▶ **AIM OF THE EXERCISE**
Copy out each line in the listing below where the word "True" appears.

"""

PR #1234, opened 2026-09-09
fix(ann): honor quantize: false in the Faiss and SQLite backends

serhiizghama:
The ANN docs say `quantize: false` disables storage quantization ("true sets 8-bit precision, false disables, int sets specified precision"), but the Faiss backend does the opposite. `configure()` maps *any* bool to 8, so an explicit `quantize: false` builds `IDMap,SQ8` instead of `IDMap,Flat` and silently stores 8-bit vectors — the one thing the user asked it not to do. Changed the check to `quantize is True`, which is how the rest of the codebase reads this setting (`numpy.py`, `pgvector.py`, `vectors/base.py` and `transform.py` all exclude bools explicitly).

The same line exists in `sqlite.py`, with the same effect — `sqlite: {quantize: false}` resolved to 8 and turned on `vec_quantize_int8` — so I fixed it there too rather than leave half the backends disagreeing about the same config value.

Tests in `testann/testdense.py`. Both fail on current master (`'IDMap,SQ8' != 'IDMap,Flat'` and `8 != None`) and pass with the change; the rest of `testann.testdense` is unchanged (the errors there are the missing `ann` extra, same before and after).

### DIFF
--- a/src/python/txtai/ann/dense/faiss.py
+++ b/src/python/txtai/ann/dense/faiss.py
@@ -142,7 +142,7 @@ class Faiss(ANN):
 
         # Derive quantization. Prefer backend-specific setting. Fallback to root-level parameter.
         quantize = self.setting("quantize", self.config.get("quantize"))
-        quantize = 8 if isinstance(quantize, bool) else quantize
+        quantize = 8 if quantize is True else quantize
 
         # Get storage setting
         storage = f"SQ{quantize}" if quantize else "Flat"
--- a/src/python/txtai/ann/dense/faiss.py
+++ b/src/python/txtai/ann/dense/faiss.py
@@ -142,7 +142,7 @@ class Faiss(ANN):
 
         # Derive quantization. Prefer backend-specific setting. Fallback to root-level parameter.
         quantize = self.setting("quantize", self.config.get("quantize"))
-        quantize = 8 if quantize is True else quantize
+        quantize = 8 if isinstance(quantize, bool) and quantize else quantize
 
         # Get storage setting
         storage = f"SQ{quantize}" if quantize else "Flat"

"""

▶ **RESPONSE**
The ANN docs say `quantize: false` disables storage quantization ("true sets 8-bit precision, false disables, int sets specified precision"), but the Faiss backend does the opposite. `configure()` maps *any* bool to 8, so an explicit `quantize: false` builds `IDMap,SQ8` instead of `IDMap,Flat` and silently stores 8-bit vectors — the one thing the user asked it not to do. Changed the check to `quantize is True`, which is how the rest of the codebase reads this setting (`numpy.py`, `pgvector.py`, `vectors/base.py` and `transform.py` all exclude bools explicitly).
+        quantize = 8 if quantize is True else quantize
-        quantize = 8 if quantize is True else quantize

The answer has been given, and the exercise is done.